Open Laurae2 opened 5 years ago
I managed to cut down the negative efficiency by about 40% (gcc) or 50% (icc), tested with 36 threads (with NUMA nodes) on one run:
It's even faster for a small number of threads by about 10% to 20%. I'll run tonight on all threads to see the evolution with the number of threads.

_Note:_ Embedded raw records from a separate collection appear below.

PR #2141, opened 2019-02-15
(WIP) Add bulk_change_username command.

tuchfarber:
Command accepts a csv of current usernames and new usernames and renames them across all relevant models.

Note: This should not be used alone. It will be part of a larger job that will run across all services.

All similar PRs:
edx/edx-platform#19815
edx/ecommerce#2141
edx/credentials#635
edx/course-discovery#1786
edx/edx-notes-api#90


tuchfarber:
Closing as we've decided to go with an API instead of a management command. See #2151

PR #2144, opened 2019-02-18
ENT-1566 fix issues with offer assignment email bounce api

irfanuddinahmad:
Description: This PR replaces the message hash verification with Sailthru client library based message verification


mushtaqak (approved):
Looks good but I am not sure this would solve our issue (email bounce handling) but this definitely improves the code since we are now implementing Sailthru's hashing mechanism and also improving logging/ removing hash which is good.

georgebabey (approved):

PR #2118, opened 2019-02-08
WL-1880 | Added hubspot secret key field in site configuration.

hasnain-naveed:

PR #2146, opened 2019-02-19
 WL-1881 | Added a management command to sync the ecommerce data to hubspot.

hasnain-naveed:


hasnain-naveed:
@HammadAhmadWaqas this is final PR.

ecommerce/core/management/commands/sync_hubspot.py
```diff
@@ -0,0 +1,439 @@
...
+class Command(BaseCommand):
+    help = 'Sync Product, Orders and Lines to partners Hubspot server.'
+
+    def _get_hubspot_enable_sites(self):
+        """
+        Returns all SiteConfigurations which have hubspot enabled
+        """
+        return SiteConfiguration.objects.filter(hubspot_secret_key__isnull=False)
+
+    def _hubspot_endpoint(self, api, api_url, api_type, body=None, **kwargs):
```
ziafazal: Can we make signature of this method a little more readable.
i.e `def _hubspot_endpoint(self, hubspot_object, api_url, method, body=None, **kwargs):`

ecommerce/core/management/commands/sync_hubspot.py
```diff
@@ -0,0 +1,439 @@
...
+            if orders:
+                self.stdout.write(
+                    'Pulled unsynced orders for site {site} from {last_sync}'.format(
+                        site=site_configuration.site.domain, last_sync=last_synced_order.date_placed
+                    )
+                )
+        else:
+            orders = orders.filter(date_placed__lte=datetime.now())
+            self.stdout.write(
+                'It is first syncing call, it will pull all the orders for syncing for site {site}'.format(
```
ziafazal: May be we can change the wording `No last synced order found...`

ziafazal (approved):
@hasnain-naveed overall looks good just few nits.

ecommerce/core/management/commands/sync_hubspot.py
```diff
@@ -0,0 +1,455 @@
...
+            self._upsert_hubspot_objects(
+                LINE_ITEM,
+                self._get_hubspot_line_item_structure(unsynced_order_lines),
+                site_configuration
+            )
+        else:
+            self.stdout.write('No data found to sync for site {site}'.format(site=site_configuration.site.domain))
+
+    def add_arguments(self, parser):
+
```
georgebabey: nit: space

ecommerce/core/management/commands/sync_hubspot.py
```diff
@@ -0,0 +1,455 @@
...
+    ORDER.COMPLETE: "processed"
+}
+PRODUCT = "PRODUCT"
+LINE_ITEM = "LINE_ITEM"
+DEAL = "DEAL"
+BATCH_SIZE = 200
+
+
+class Command(BaseCommand):
+    help = 'Sync Product, Orders and Lines to partners Hubspot server.'
```
georgebabey: I would take `partner` out of here as that is an edx specific term. Maybe `Sync Products, Orders and Line Items to a Hubspot server.`

ecommerce/core/migrations/0048_siteconfiguration_hubspot_secret_key.py
```diff
@@ -0,0 +1,20 @@
...
+
+    dependencies = [
+        ('core', '0047_businessclient_enterprise_customer_uuid'),
+    ]
+
+    operations = [
+        migrations.AddField(
+            model_name='siteconfiguration',
+            name='hubspot_secret_key',
+            field=models.CharField(blank=True, help_text='Secret key for Hubspot portal authentication', max_length=255, null=True, verbose_name='Hubspot Portal Secret Key'),
```
georgebabey: General django best practice is to not allow null for CharField (see https://docs.djangoproject.com/en/dev/ref/models/fields/#null) 

Right now you are checking for non-`null` to determine if hubspot is enabled, but new configurations will have this set to empty string.  https://github.com/edx/ecommerce/pull/2146/files#diff-344c0546bfd4c3a65a58efc931f82f3aR147

I'd recommend changing this to `null=False`

georgebabey (changes requested):
Looks great overall but I believe there is one issue with null vs empty_string on the configuration

ecommerce/core/migrations/0048_siteconfiguration_hubspot_secret_key.py
hasnain-naveed: @georgebabey WL-1880 is pre-requisite of WL-1881. WL-1880 covers this model change. I have updated my [PR](https://github.com/edx/ecommerce/pull/2118) according to your suggestion. Waiting for your +1. Thanks.

georgebabey: Merged WL-1880 in, so this will need to be rebased now

georgebabey (approved):

georgebabey (approved):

Results of yesterday with tuning.
Average speed:
Smaller lookup:
Inverted efficiency:
Efficiency:
Code just with pragmas added to mitigate the performance of using many threads:
#include <dmlc/omp.h>
#include <perflab/build_hist.h>
#include <omp.h>
#include <vector>
namespace perflab {
void GHistBuilder::BuildHist(const std::vector<GradientPair>& gpair,
const std::vector<size_t>& instance_set,
const GHistIndexMatrix& gmat,
std::vector<GHistEntry>* hist) {
std::fill(data_.begin(), data_.end(), GHistEntry());
constexpr int kUnroll = 8; // loop unrolling factor
const auto nthread = static_cast<dmlc::omp_uint>(this->nthread_);
const size_t nrows = instance_set.size();
const size_t rest = nrows % kUnroll;
#pragma omp parallel for num_threads(nthread) schedule(guided)
for (dmlc::omp_uint i = 0; i < nrows - rest; i += kUnroll) {
const dmlc::omp_uint tid = omp_get_thread_num();
const size_t off = tid * nbin_;
size_t rid[kUnroll];
size_t ibegin[kUnroll];
size_t iend[kUnroll];
GradientPair stat[kUnroll];
// Force ignore outer loop carried dependency as proven by Intel Advisor
#if defined(__INTEL_COMPILER)
# pragma ivdep
#elif defined(__GNUG__)
# pragma GCC ivdep
#endif
for (int k = 0; k < kUnroll; ++k) {
rid[k] = instance_set[i + k];
}
// Force ignore outer loop carried dependency as proven by Intel Advisor
#if defined(__INTEL_COMPILER)
# pragma ivdep
#elif defined(__GNUG__)
# pragma GCC ivdep
#endif
for (int k = 0; k < kUnroll; ++k) {
ibegin[k] = gmat.row_ptr[rid[k]];
iend[k] = gmat.row_ptr[rid[k] + 1];
}
// Force ignore outer loop carried dependency as proven by Intel Advisor
#if defined(__INTEL_COMPILER)
# pragma ivdep
#elif defined(__GNUG__)
# pragma GCC ivdep
#endif
for (int k = 0; k < kUnroll; ++k) {
stat[k] = gpair[rid[k]];
}
// Force ignore outer loop carried dependency as proven by Intel Advisor
#if defined(__INTEL_COMPILER)
# pragma ivdep
# pragma unroll
#elif defined(__GNUG__)
# pragma GCC ivdep
# pragma unroll
#endif
for (int k = 0; k < kUnroll; ++k) {
// Very bad inner loop carried dependency causing inter-thread mass locks, should rewrite .Add(stat[k]) from scratch
for (size_t j = ibegin[k]; j < iend[k]; ++j) {
const uint32_t bin = gmat.index[j];
data_[off + bin].Add(stat[k]);
}
}
}
for (size_t i = nrows - rest; i < nrows; ++i) {
const size_t rid = instance_set[i];
const size_t ibegin = gmat.row_ptr[rid];
const size_t iend = gmat.row_ptr[rid + 1];
const GradientPair stat = gpair[rid];
for (size_t j = ibegin; j < iend; ++j) {
const uint32_t bin = gmat.index[j];
data_[bin].Add(stat);
}
}
/* reduction */
const uint32_t nbin = nbin_;
// Loop carried dependency as proven by Intel Advisor
// In its current state, there's no way to vectorize this =(
#pragma omp parallel for num_threads(nthread) schedule(static)
for (dmlc::omp_uint bin_id = 0; bin_id < dmlc::omp_uint(nbin); ++bin_id) {
(*hist)[bin_id].Add(data_[omp_get_thread_num() * nbin_ + bin_id]);
}
}
} // namespace perflab
To optimize later. I got to 36 threads = 0.8s recently.
Two loops are currently eating most of the CPU time. For an approximately 2.2 sec run time, on a single thread, this shows us the loops we should focus.
https://github.com/hcho3/xgboost-fast-hist-perf-lab/blob/master/src/build_hist.cc#L37-L42
https://github.com/hcho3/xgboost-fast-hist-perf-lab/blob/master/src/build_hist.cc#L57-L62
Note in the last screenshot, I intentionally inverted the nesting.
First loop details:
Assembly:
Instruction details:
Second loop details:
Assembly:
Instruction details:
Have to check with Intel compilers to get more details.